Records shown:
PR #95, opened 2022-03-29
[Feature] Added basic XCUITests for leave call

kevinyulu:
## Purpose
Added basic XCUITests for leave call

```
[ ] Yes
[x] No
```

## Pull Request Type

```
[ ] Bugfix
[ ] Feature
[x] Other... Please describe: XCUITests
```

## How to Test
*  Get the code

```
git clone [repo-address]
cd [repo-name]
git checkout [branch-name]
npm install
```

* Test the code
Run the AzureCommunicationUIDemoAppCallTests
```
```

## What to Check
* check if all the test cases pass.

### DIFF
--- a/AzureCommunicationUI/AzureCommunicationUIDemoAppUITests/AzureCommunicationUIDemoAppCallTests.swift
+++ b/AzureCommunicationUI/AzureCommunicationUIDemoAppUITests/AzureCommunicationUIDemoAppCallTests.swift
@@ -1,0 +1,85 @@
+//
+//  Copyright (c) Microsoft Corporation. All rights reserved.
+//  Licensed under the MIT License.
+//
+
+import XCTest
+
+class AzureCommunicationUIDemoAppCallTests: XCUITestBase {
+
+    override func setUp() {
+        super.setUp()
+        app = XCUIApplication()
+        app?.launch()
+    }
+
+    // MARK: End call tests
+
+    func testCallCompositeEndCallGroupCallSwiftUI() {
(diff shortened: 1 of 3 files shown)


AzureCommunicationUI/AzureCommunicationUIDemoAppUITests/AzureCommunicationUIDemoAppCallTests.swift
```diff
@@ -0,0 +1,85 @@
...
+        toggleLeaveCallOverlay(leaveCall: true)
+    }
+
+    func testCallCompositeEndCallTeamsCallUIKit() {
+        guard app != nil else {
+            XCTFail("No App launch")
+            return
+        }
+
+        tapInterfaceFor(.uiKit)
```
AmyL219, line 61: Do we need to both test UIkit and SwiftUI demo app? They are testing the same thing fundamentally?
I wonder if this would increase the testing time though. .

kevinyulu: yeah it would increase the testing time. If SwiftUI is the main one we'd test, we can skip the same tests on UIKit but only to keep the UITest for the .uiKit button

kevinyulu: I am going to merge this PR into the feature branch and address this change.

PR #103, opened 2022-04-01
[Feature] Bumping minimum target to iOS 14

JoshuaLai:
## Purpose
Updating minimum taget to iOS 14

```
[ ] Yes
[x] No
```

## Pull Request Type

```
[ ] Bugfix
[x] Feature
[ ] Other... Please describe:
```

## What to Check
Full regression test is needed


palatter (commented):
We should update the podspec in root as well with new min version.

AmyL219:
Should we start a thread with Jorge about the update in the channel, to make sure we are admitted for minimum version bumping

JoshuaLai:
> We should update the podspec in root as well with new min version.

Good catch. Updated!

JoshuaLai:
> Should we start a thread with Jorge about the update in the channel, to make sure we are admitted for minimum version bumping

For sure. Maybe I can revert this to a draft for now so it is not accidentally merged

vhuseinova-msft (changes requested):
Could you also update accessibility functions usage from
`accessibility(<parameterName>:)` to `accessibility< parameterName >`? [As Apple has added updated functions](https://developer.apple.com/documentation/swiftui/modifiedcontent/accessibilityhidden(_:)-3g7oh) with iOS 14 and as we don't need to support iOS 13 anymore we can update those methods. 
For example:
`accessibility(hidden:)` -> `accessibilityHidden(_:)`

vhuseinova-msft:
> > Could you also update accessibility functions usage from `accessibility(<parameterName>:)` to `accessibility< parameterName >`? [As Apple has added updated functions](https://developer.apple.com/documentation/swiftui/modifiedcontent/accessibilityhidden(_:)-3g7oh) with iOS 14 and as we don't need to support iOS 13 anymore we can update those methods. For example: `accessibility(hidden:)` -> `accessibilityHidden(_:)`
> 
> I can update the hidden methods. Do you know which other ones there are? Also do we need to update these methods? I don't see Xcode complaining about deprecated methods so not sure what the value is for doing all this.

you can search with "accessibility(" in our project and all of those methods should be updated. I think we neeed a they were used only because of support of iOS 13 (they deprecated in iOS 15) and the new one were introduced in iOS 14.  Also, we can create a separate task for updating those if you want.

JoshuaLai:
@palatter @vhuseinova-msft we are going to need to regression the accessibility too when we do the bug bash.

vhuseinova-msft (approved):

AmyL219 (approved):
--
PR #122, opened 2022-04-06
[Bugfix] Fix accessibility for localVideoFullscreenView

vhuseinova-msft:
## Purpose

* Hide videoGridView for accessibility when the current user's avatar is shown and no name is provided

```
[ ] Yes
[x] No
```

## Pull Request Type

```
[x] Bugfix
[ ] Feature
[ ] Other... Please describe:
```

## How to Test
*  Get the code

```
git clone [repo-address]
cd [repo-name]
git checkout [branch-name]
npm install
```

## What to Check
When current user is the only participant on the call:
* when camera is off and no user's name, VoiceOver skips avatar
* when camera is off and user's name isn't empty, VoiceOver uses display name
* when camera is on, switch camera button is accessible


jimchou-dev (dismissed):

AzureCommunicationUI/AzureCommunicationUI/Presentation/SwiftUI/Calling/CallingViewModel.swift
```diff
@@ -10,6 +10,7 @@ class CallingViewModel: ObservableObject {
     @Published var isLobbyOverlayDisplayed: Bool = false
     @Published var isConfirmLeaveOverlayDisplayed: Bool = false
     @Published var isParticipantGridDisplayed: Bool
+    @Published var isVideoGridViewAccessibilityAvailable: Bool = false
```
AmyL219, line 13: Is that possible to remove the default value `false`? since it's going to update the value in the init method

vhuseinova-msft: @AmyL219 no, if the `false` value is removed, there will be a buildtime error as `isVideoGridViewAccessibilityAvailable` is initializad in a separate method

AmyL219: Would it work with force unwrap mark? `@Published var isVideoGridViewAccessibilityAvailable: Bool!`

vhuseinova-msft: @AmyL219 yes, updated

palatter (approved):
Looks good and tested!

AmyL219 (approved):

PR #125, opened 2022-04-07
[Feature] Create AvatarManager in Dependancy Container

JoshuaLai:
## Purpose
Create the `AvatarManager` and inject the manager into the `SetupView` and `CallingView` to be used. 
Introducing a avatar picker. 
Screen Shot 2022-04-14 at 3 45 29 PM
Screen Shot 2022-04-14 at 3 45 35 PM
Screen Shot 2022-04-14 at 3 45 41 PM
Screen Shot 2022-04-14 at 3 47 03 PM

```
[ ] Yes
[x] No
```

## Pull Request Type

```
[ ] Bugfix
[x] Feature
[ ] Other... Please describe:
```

Task prompt:
The lines above from the one with "PR #95, opened 2022-03-29" through the one with "(diff shortened: 1 of 3 files shown)" are to be duplicated exactly, ends included, with nothing added.

Task response:
PR #95, opened 2022-03-29
[Feature] Added basic XCUITests for leave call

kevinyulu:
## Purpose
Added basic XCUITests for leave call

```
[ ] Yes
[x] No
```

## Pull Request Type

```
[ ] Bugfix
[ ] Feature
[x] Other... Please describe: XCUITests
```

## How to Test
*  Get the code

```
git clone [repo-address]
cd [repo-name]
git checkout [branch-name]
npm install
```

* Test the code
Run the AzureCommunicationUIDemoAppCallTests
```
```

## What to Check
* check if all the test cases pass.

### DIFF
--- a/AzureCommunicationUI/AzureCommunicationUIDemoAppUITests/AzureCommunicationUIDemoAppCallTests.swift
+++ b/AzureCommunicationUI/AzureCommunicationUIDemoAppUITests/AzureCommunicationUIDemoAppCallTests.swift
@@ -1,0 +1,85 @@
+//
+//  Copyright (c) Microsoft Corporation. All rights reserved.
+//  Licensed under the MIT License.
+//
+
+import XCTest
+
+class AzureCommunicationUIDemoAppCallTests: XCUITestBase {
+
+    override func setUp() {
+        super.setUp()
+        app = XCUIApplication()
+        app?.launch()
+    }
+
+    // MARK: End call tests
+
+    func testCallCompositeEndCallGroupCallSwiftUI() {
(diff shortened: 1 of 3 files shown)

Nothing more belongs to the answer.